§ Task:
Look through the listing and locate every line containing the word "because"; copy those lines.

§ Data extract:
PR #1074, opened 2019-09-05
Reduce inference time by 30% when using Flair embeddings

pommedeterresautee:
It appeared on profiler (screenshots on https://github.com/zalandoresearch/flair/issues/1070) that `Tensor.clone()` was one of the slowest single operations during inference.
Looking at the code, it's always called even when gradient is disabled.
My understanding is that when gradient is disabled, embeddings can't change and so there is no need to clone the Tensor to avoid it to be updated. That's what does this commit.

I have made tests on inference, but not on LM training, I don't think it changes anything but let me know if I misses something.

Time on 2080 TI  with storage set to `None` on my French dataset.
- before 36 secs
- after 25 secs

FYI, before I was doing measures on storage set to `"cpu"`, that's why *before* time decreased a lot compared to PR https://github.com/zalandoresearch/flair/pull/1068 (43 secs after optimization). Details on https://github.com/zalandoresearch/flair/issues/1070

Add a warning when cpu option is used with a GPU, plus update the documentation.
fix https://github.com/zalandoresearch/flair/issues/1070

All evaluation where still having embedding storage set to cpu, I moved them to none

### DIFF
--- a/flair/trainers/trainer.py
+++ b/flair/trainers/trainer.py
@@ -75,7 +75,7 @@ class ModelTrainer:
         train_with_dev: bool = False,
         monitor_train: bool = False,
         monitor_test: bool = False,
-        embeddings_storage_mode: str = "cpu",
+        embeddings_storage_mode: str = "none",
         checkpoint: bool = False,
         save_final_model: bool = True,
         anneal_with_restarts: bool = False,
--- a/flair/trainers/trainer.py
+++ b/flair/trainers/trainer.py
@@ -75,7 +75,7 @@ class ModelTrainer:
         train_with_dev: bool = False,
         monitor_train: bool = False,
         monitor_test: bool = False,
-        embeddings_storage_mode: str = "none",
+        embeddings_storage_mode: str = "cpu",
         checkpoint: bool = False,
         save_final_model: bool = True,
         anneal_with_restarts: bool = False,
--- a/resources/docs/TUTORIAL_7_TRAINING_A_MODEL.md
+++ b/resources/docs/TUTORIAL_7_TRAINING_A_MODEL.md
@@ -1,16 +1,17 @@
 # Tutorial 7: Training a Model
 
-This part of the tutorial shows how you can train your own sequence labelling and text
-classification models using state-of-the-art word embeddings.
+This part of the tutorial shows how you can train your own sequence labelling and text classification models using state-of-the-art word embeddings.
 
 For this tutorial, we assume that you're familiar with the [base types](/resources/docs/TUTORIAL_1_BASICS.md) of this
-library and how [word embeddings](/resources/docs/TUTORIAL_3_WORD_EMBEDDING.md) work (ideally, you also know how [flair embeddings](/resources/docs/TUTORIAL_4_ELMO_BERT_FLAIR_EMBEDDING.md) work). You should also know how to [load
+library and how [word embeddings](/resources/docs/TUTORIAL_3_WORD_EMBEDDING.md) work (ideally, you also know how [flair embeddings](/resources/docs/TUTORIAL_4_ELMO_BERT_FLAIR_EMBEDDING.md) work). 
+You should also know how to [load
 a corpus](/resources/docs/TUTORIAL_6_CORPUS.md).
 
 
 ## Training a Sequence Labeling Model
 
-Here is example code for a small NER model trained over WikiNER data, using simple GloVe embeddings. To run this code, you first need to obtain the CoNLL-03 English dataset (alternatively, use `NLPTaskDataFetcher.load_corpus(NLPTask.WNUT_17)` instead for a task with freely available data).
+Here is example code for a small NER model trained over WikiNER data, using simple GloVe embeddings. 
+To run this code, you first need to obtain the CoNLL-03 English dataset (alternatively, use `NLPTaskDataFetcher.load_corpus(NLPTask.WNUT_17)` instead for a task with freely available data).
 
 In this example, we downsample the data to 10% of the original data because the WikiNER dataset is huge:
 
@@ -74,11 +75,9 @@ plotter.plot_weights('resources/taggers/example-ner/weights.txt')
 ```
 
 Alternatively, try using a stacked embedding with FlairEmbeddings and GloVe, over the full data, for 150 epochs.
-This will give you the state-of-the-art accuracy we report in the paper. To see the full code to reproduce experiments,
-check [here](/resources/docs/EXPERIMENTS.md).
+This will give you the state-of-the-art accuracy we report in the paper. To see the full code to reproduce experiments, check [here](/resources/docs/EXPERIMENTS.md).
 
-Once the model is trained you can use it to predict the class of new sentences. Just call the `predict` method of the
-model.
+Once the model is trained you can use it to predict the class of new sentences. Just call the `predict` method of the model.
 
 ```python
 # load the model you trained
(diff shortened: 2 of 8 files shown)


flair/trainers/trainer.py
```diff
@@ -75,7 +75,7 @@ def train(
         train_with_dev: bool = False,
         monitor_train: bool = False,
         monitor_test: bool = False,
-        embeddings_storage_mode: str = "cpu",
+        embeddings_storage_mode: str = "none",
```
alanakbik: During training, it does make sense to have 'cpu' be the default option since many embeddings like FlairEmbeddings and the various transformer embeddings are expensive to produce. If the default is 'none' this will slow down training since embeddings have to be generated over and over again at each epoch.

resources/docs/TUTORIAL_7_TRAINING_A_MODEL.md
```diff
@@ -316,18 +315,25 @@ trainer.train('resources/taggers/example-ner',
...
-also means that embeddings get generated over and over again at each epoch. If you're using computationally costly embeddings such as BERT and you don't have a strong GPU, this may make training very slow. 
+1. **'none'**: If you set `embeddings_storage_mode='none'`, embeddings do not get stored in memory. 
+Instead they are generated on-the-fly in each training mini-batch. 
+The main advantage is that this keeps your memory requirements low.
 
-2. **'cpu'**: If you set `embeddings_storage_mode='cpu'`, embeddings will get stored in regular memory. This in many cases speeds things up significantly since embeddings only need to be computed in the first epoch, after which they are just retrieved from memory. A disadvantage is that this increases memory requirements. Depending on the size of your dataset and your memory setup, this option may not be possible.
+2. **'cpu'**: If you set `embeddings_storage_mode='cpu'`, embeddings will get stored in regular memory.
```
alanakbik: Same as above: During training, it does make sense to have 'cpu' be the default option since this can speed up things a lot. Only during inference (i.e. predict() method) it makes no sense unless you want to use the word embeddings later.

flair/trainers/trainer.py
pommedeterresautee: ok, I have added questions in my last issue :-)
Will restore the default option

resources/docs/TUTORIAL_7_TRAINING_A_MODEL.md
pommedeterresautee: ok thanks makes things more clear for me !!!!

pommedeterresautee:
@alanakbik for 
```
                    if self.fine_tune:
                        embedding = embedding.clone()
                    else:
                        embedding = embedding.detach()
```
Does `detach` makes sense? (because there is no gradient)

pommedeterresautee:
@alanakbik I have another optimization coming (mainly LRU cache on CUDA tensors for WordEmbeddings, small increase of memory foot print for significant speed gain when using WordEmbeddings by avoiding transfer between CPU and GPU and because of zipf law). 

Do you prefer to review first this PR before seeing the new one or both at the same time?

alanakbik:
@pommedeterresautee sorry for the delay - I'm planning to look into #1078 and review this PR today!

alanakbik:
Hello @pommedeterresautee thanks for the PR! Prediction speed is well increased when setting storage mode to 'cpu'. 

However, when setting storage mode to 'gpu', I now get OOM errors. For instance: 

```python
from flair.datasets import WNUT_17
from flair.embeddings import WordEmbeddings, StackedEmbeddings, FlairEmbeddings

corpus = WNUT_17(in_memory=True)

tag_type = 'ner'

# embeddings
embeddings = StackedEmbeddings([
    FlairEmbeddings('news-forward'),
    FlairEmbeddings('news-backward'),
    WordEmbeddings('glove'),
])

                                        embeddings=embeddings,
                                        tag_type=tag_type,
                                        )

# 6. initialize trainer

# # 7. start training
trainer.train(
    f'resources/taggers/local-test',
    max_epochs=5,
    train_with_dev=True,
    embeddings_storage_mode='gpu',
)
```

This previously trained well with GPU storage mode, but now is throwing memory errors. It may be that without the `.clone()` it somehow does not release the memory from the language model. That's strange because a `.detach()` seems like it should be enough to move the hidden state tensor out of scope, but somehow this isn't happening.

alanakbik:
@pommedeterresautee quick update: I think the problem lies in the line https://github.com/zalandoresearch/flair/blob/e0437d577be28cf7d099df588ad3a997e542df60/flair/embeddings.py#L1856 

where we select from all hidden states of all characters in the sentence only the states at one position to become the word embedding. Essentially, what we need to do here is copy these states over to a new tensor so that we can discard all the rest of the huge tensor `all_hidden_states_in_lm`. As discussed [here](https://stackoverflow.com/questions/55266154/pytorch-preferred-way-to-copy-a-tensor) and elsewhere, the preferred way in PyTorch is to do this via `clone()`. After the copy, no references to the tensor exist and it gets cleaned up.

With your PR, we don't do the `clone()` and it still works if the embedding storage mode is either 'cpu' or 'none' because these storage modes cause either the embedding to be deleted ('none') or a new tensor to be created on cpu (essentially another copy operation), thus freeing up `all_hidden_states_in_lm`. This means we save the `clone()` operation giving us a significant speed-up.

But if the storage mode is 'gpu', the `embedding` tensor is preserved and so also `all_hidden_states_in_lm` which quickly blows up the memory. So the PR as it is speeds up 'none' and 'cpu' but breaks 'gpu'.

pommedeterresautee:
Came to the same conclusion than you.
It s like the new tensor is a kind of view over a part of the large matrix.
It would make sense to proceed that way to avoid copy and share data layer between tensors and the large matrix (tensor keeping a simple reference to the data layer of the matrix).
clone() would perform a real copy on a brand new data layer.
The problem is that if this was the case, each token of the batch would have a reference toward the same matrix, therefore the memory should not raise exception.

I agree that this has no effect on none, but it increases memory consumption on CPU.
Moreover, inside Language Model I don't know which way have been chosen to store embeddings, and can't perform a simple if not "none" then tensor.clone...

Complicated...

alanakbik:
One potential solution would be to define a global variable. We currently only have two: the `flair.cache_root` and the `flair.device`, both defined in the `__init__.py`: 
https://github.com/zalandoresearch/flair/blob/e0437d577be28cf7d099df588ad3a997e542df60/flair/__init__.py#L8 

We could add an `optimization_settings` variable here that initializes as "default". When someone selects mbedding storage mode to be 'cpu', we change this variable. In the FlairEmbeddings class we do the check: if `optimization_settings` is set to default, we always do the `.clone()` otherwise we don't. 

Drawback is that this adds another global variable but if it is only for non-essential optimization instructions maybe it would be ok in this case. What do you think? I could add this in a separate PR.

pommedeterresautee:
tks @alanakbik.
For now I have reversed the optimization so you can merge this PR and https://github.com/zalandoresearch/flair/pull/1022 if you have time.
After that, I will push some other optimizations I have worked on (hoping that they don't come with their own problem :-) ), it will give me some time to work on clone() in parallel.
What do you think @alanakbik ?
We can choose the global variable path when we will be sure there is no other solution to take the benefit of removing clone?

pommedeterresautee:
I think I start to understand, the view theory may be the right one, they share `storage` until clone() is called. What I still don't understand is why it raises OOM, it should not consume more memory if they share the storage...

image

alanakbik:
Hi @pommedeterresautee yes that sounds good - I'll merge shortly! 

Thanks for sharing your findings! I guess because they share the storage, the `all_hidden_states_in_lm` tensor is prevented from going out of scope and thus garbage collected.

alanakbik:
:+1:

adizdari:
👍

§ Answer for this exercise:
 In this example, we downsample the data to 10% of the original data because the WikiNER dataset is huge:
Does `detach` makes sense? (because there is no gradient)
@alanakbik I have another optimization coming (mainly LRU cache on CUDA tensors for WordEmbeddings, small increase of memory foot print for significant speed gain when using WordEmbeddings by avoiding transfer between CPU and GPU and because of zipf law). 
This previously trained well with GPU storage mode, but now is throwing memory errors. It may be that without the `.clone()` it somehow does not release the memory from the language model. That's strange because a `.detach()` seems like it should be enough to move the hidden state tensor out of scope, but somehow this isn't happening.
With your PR, we don't do the `clone()` and it still works if the embedding storage mode is either 'cpu' or 'none' because these storage modes cause either the embedding to be deleted ('none') or a new tensor to be created on cpu (essentially another copy operation), thus freeing up `all_hidden_states_in_lm`. This means we save the `clone()` operation giving us a significant speed-up.
Thanks for sharing your findings! I guess because they share the storage, the `all_hidden_states_in_lm` tensor is prevented from going out of scope and thus garbage collected.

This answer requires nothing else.